Every entry needs to be repeated exactly, with nothing left out.

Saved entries

☆ ☆ ☆ ☆ ☆ ☆ ☆

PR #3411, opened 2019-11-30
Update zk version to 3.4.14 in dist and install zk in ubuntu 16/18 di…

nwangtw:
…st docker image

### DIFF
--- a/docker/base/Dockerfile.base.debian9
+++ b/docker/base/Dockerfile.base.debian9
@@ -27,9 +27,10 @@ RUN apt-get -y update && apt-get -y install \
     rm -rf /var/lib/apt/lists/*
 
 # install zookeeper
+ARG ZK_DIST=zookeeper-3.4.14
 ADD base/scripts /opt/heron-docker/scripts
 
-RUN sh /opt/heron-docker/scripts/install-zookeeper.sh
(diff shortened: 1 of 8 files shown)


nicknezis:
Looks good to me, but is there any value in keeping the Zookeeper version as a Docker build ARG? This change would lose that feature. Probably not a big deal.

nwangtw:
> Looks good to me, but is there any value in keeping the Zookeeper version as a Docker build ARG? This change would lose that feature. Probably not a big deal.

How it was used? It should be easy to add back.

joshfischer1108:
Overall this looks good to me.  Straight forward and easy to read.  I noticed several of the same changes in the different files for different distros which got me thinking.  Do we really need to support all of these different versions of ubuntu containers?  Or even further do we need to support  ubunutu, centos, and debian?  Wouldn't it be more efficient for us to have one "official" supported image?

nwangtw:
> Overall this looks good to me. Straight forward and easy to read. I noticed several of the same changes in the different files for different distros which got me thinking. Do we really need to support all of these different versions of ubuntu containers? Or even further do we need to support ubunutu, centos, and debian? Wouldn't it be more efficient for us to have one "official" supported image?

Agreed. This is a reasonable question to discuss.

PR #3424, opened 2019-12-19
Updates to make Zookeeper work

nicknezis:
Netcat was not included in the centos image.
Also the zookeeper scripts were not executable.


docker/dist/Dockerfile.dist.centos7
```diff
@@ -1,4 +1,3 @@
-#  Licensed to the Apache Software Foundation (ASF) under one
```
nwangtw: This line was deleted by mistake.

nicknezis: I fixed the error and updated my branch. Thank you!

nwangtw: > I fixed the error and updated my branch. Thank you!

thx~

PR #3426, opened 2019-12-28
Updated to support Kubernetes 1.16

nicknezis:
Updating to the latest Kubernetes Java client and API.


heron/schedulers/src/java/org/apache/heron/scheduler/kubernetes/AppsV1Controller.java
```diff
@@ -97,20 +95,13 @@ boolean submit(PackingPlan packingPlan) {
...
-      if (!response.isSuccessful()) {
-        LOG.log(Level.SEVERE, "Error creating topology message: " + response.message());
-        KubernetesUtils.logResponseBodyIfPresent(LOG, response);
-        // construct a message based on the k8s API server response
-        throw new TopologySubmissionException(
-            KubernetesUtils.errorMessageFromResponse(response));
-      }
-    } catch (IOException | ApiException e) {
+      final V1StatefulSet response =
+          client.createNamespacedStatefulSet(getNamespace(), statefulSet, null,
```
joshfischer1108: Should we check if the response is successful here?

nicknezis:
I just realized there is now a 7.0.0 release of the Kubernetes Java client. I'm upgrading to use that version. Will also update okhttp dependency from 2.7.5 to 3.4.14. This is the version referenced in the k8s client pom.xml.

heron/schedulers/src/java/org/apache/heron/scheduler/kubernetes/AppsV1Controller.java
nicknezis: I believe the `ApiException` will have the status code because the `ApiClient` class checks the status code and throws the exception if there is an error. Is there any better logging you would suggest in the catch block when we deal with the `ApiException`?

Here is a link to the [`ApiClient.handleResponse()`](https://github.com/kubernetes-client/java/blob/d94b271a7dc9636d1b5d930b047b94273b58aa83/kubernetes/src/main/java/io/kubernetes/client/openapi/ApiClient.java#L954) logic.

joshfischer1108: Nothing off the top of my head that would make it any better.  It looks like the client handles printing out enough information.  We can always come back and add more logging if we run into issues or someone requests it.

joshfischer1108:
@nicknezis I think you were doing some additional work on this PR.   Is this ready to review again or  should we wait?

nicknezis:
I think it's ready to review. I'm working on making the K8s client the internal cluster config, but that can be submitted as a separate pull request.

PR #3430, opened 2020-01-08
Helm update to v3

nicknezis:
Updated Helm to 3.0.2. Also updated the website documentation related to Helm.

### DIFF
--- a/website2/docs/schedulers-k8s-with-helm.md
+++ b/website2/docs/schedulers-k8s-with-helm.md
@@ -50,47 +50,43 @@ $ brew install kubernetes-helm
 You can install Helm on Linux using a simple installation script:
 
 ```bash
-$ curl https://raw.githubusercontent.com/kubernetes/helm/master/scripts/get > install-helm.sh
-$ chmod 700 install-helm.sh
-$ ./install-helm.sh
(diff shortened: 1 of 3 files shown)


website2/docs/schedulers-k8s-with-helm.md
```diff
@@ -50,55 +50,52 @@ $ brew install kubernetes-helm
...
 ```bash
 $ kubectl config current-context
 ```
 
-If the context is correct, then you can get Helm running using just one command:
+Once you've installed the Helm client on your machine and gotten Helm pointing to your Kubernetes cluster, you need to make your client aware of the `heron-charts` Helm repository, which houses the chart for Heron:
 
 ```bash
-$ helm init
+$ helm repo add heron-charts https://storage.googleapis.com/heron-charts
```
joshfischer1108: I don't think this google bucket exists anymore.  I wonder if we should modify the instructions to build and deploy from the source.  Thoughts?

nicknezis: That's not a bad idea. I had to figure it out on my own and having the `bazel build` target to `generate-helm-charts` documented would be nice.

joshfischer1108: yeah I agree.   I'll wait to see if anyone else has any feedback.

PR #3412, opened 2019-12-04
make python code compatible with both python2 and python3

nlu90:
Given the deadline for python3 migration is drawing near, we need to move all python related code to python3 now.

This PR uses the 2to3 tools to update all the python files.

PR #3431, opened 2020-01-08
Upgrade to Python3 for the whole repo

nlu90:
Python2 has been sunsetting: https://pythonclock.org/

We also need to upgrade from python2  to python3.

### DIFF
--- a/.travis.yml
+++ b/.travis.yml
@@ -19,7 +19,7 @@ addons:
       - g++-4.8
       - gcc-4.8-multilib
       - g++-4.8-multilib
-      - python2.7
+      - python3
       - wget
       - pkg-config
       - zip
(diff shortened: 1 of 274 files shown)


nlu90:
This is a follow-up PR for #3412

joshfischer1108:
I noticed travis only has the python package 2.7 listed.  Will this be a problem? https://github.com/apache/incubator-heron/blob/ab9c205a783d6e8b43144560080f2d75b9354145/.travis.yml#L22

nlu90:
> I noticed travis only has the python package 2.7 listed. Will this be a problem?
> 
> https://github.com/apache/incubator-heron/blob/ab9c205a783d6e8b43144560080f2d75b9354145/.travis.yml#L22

☆ ☆ ☆ ☆ ☆ ☆ ☆

SOLUTION FOR THIS EXERCISE -
PR #3411, opened 2019-11-30
Update zk version to 3.4.14 in dist and install zk in ubuntu 16/18 di…

nwangtw:
…st docker image

### DIFF
--- a/docker/base/Dockerfile.base.debian9
+++ b/docker/base/Dockerfile.base.debian9
@@ -27,9 +27,10 @@ RUN apt-get -y update && apt-get -y install \
     rm -rf /var/lib/apt/lists/*
 
 # install zookeeper
+ARG ZK_DIST=zookeeper-3.4.14
 ADD base/scripts /opt/heron-docker/scripts
 
-RUN sh /opt/heron-docker/scripts/install-zookeeper.sh
(diff shortened: 1 of 8 files shown)


nicknezis:
Looks good to me, but is there any value in keeping the Zookeeper version as a Docker build ARG? This change would lose that feature. Probably not a big deal.

nwangtw:
> Looks good to me, but is there any value in keeping the Zookeeper version as a Docker build ARG? This change would lose that feature. Probably not a big deal.

How it was used? It should be easy to add back.

joshfischer1108:
Overall this looks good to me.  Straight forward and easy to read.  I noticed several of the same changes in the different files for different distros which got me thinking.  Do we really need to support all of these different versions of ubuntu containers?  Or even further do we need to support  ubunutu, centos, and debian?  Wouldn't it be more efficient for us to have one "official" supported image?

nwangtw:
> Overall this looks good to me. Straight forward and easy to read. I noticed several of the same changes in the different files for different distros which got me thinking. Do we really need to support all of these different versions of ubuntu containers? Or even further do we need to support ubunutu, centos, and debian? Wouldn't it be more efficient for us to have one "official" supported image?

Agreed. This is a reasonable question to discuss.

PR #3424, opened 2019-12-19
Updates to make Zookeeper work

nicknezis:
Netcat was not included in the centos image.
Also the zookeeper scripts were not executable.


docker/dist/Dockerfile.dist.centos7
```diff
@@ -1,4 +1,3 @@
-#  Licensed to the Apache Software Foundation (ASF) under one
```
nwangtw: This line was deleted by mistake.

nicknezis: I fixed the error and updated my branch. Thank you!

nwangtw: > I fixed the error and updated my branch. Thank you!

thx~

PR #3426, opened 2019-12-28
Updated to support Kubernetes 1.16

nicknezis:
Updating to the latest Kubernetes Java client and API.


heron/schedulers/src/java/org/apache/heron/scheduler/kubernetes/AppsV1Controller.java
```diff
@@ -97,20 +95,13 @@ boolean submit(PackingPlan packingPlan) {
...
-      if (!response.isSuccessful()) {
-        LOG.log(Level.SEVERE, "Error creating topology message: " + response.message());
-        KubernetesUtils.logResponseBodyIfPresent(LOG, response);
-        // construct a message based on the k8s API server response
-        throw new TopologySubmissionException(
-            KubernetesUtils.errorMessageFromResponse(response));
-      }
-    } catch (IOException | ApiException e) {
+      final V1StatefulSet response =
+          client.createNamespacedStatefulSet(getNamespace(), statefulSet, null,
```
joshfischer1108: Should we check if the response is successful here?

nicknezis:
I just realized there is now a 7.0.0 release of the Kubernetes Java client. I'm upgrading to use that version. Will also update okhttp dependency from 2.7.5 to 3.4.14. This is the version referenced in the k8s client pom.xml.

heron/schedulers/src/java/org/apache/heron/scheduler/kubernetes/AppsV1Controller.java
nicknezis: I believe the `ApiException` will have the status code because the `ApiClient` class checks the status code and throws the exception if there is an error. Is there any better logging you would suggest in the catch block when we deal with the `ApiException`?

Here is a link to the [`ApiClient.handleResponse()`](https://github.com/kubernetes-client/java/blob/d94b271a7dc9636d1b5d930b047b94273b58aa83/kubernetes/src/main/java/io/kubernetes/client/openapi/ApiClient.java#L954) logic.

joshfischer1108: Nothing off the top of my head that would make it any better.  It looks like the client handles printing out enough information.  We can always come back and add more logging if we run into issues or someone requests it.

joshfischer1108:
@nicknezis I think you were doing some additional work on this PR.   Is this ready to review again or  should we wait?

nicknezis:
I think it's ready to review. I'm working on making the K8s client the internal cluster config, but that can be submitted as a separate pull request.

PR #3430, opened 2020-01-08
Helm update to v3

nicknezis:
Updated Helm to 3.0.2. Also updated the website documentation related to Helm.

### DIFF
--- a/website2/docs/schedulers-k8s-with-helm.md
+++ b/website2/docs/schedulers-k8s-with-helm.md
@@ -50,47 +50,43 @@ $ brew install kubernetes-helm
 You can install Helm on Linux using a simple installation script:
 
 ```bash
-$ curl https://raw.githubusercontent.com/kubernetes/helm/master/scripts/get > install-helm.sh
-$ chmod 700 install-helm.sh
-$ ./install-helm.sh
(diff shortened: 1 of 3 files shown)


website2/docs/schedulers-k8s-with-helm.md
```diff
@@ -50,55 +50,52 @@ $ brew install kubernetes-helm
...
 ```bash
 $ kubectl config current-context
 ```
 
-If the context is correct, then you can get Helm running using just one command:
+Once you've installed the Helm client on your machine and gotten Helm pointing to your Kubernetes cluster, you need to make your client aware of the `heron-charts` Helm repository, which houses the chart for Heron:
 
 ```bash
-$ helm init
+$ helm repo add heron-charts https://storage.googleapis.com/heron-charts
```
joshfischer1108: I don't think this google bucket exists anymore.  I wonder if we should modify the instructions to build and deploy from the source.  Thoughts?

nicknezis: That's not a bad idea. I had to figure it out on my own and having the `bazel build` target to `generate-helm-charts` documented would be nice.

joshfischer1108: yeah I agree.   I'll wait to see if anyone else has any feedback.

PR #3412, opened 2019-12-04
make python code compatible with both python2 and python3

nlu90:
Given the deadline for python3 migration is drawing near, we need to move all python related code to python3 now.

This PR uses the 2to3 tools to update all the python files.

PR #3431, opened 2020-01-08
Upgrade to Python3 for the whole repo

nlu90:
Python2 has been sunsetting: https://pythonclock.org/

We also need to upgrade from python2  to python3.

### DIFF
--- a/.travis.yml
+++ b/.travis.yml
@@ -19,7 +19,7 @@ addons:
       - g++-4.8
       - gcc-4.8-multilib
       - g++-4.8-multilib
-      - python2.7
+      - python3
       - wget
       - pkg-config
       - zip
(diff shortened: 1 of 274 files shown)


nlu90:
This is a follow-up PR for #3412

joshfischer1108:
I noticed travis only has the python package 2.7 listed.  Will this be a problem? https://github.com/apache/incubator-heron/blob/ab9c205a783d6e8b43144560080f2d75b9354145/.travis.yml#L22

nlu90:
> I noticed travis only has the python package 2.7 listed. Will this be a problem?
> 
> https://github.com/apache/incubator-heron/blob/ab9c205a783d6e8b43144560080f2d75b9354145/.travis.yml#L22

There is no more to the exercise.